What is needed: Search the records for the string "throw" and return each line that has it.

(Beginning of Material provided)

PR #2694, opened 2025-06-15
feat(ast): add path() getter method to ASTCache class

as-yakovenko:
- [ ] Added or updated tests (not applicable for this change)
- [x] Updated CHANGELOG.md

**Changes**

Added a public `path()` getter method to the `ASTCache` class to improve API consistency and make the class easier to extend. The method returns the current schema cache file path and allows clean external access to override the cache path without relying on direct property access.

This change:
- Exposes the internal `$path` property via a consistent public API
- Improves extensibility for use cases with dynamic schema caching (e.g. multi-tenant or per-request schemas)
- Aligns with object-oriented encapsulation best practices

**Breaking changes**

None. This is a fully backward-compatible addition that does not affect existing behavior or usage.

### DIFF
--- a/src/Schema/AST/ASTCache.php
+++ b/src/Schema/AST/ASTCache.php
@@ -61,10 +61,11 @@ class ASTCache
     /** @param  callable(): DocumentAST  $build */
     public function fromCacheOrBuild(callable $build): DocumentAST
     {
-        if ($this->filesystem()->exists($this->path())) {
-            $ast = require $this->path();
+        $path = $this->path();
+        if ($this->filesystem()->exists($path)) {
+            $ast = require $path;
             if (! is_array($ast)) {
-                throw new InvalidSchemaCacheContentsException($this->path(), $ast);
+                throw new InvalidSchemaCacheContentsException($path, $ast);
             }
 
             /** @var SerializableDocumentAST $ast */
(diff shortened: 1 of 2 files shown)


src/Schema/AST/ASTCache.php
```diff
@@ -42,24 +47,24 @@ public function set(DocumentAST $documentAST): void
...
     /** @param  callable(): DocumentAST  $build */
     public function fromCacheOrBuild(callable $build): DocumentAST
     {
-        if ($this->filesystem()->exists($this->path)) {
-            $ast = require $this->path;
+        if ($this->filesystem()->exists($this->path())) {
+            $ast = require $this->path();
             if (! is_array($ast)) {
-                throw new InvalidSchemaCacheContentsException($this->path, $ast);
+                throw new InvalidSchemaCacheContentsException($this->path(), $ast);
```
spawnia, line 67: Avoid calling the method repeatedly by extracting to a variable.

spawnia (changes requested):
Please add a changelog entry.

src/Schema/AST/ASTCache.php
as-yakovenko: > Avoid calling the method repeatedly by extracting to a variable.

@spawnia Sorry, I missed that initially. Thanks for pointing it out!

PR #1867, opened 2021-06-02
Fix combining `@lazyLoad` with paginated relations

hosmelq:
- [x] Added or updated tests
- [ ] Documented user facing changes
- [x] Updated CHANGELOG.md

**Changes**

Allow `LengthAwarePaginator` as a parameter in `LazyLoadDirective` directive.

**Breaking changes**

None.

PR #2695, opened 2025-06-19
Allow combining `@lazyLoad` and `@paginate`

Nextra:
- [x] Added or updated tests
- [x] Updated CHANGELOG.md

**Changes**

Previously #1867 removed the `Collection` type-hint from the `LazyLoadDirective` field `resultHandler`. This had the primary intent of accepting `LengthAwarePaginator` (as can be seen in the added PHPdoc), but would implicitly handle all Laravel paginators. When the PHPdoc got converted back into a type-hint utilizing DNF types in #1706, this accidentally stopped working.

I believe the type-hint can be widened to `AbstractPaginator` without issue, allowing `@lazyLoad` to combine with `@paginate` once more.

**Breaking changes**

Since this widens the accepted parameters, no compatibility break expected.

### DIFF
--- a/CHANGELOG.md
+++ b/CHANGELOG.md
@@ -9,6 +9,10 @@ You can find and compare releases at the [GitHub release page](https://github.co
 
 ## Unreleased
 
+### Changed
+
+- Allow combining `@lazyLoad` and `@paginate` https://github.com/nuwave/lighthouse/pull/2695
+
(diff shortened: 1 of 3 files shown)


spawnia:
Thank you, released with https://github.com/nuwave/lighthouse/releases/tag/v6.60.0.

(End of Material provided)
(Beginning of Material provided)

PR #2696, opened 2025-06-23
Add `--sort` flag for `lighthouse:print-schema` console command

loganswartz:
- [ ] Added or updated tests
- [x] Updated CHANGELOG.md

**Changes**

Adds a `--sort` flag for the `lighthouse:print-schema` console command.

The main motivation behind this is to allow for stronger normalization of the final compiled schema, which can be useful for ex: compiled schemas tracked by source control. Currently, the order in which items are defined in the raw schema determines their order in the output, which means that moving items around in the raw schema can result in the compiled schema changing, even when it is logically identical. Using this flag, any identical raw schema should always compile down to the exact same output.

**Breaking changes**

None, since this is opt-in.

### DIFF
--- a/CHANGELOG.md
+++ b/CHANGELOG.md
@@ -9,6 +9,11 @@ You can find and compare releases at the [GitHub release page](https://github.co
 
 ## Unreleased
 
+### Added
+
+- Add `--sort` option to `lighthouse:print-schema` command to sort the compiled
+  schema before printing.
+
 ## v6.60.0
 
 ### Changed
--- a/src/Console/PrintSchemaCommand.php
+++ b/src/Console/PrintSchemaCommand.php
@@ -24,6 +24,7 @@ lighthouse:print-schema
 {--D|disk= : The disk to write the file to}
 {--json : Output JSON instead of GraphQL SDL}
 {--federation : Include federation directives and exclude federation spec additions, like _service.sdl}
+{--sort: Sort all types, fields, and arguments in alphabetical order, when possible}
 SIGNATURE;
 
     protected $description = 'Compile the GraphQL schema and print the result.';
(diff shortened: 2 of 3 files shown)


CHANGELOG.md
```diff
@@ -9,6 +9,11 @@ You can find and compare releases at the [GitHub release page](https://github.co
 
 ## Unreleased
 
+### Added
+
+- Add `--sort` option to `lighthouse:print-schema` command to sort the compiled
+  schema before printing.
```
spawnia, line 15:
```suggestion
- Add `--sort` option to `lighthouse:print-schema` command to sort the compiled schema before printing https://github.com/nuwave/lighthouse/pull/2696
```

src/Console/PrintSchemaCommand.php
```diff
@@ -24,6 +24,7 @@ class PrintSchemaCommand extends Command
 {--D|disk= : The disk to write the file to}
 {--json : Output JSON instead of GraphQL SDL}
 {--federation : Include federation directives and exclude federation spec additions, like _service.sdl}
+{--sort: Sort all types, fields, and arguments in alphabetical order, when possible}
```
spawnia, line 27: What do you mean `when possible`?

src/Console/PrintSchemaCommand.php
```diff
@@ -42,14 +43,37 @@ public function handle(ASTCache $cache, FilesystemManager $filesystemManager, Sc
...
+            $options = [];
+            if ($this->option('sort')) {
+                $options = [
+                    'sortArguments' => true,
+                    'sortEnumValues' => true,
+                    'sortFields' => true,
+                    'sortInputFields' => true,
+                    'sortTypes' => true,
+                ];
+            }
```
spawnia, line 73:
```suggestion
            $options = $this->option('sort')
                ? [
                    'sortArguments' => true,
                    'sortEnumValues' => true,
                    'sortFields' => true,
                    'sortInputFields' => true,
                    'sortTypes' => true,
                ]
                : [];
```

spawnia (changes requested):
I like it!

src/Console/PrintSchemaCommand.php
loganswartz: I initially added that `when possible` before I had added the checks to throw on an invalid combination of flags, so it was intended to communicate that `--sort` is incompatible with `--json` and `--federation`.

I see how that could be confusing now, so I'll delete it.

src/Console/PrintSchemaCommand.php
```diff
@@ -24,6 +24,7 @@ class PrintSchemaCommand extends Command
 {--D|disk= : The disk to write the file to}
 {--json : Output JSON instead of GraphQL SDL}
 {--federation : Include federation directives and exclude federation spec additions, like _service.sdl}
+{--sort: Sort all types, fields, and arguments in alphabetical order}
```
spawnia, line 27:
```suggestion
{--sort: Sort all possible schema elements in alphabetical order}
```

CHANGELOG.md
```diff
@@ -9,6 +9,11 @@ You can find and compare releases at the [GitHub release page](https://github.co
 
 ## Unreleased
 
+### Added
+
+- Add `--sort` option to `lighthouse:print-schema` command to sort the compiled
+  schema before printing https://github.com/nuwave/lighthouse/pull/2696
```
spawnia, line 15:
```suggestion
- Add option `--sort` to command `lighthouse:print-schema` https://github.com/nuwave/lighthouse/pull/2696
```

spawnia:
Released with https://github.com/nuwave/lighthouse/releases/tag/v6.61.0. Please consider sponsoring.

(End of Material provided)
(Beginning of Material provided)

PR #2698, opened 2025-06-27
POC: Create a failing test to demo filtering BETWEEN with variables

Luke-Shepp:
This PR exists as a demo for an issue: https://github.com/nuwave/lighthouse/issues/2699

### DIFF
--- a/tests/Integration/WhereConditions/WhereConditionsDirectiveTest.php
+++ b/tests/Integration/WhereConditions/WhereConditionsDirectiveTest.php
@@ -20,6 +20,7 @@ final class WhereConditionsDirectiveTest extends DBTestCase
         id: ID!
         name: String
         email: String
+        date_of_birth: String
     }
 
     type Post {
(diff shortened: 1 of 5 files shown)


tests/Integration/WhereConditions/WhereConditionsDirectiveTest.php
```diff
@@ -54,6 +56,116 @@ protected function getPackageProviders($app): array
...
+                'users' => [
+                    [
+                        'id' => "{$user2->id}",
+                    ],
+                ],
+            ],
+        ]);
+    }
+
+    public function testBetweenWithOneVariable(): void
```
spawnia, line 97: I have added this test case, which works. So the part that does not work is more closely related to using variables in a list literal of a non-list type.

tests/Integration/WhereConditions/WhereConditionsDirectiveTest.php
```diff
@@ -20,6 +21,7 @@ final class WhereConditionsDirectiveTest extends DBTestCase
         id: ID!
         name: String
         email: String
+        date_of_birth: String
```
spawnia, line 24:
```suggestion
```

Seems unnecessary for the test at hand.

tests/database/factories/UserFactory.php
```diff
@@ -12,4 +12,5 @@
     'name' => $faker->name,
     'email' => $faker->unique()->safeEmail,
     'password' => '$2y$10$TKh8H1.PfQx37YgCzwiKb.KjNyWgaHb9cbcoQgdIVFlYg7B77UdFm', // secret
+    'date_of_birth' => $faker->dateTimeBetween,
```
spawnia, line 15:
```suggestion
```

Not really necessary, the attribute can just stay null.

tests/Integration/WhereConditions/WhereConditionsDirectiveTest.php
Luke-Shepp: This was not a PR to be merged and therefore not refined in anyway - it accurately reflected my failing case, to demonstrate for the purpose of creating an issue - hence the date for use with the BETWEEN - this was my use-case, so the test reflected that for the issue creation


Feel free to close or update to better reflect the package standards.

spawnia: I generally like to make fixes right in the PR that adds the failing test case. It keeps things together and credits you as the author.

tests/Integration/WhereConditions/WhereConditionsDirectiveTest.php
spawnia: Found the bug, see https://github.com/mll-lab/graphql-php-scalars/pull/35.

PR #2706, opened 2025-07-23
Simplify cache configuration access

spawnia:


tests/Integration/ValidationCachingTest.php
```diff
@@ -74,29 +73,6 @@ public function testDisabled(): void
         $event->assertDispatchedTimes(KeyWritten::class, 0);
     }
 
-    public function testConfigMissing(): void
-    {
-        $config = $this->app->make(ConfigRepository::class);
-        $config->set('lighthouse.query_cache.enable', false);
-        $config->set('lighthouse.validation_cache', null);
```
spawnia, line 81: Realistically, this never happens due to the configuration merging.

(End of Material provided)

Solution to the problem:
-                throw new InvalidSchemaCacheContentsException($this->path(), $ast);
+                throw new InvalidSchemaCacheContentsException($path, $ast);
-                throw new InvalidSchemaCacheContentsException($this->path, $ast);
+                throw new InvalidSchemaCacheContentsException($this->path(), $ast);
loganswartz: I initially added that `when possible` before I had added the checks to throw on an invalid combination of flags, so it was intended to communicate that `--sort` is incompatible with `--json` and `--federation`.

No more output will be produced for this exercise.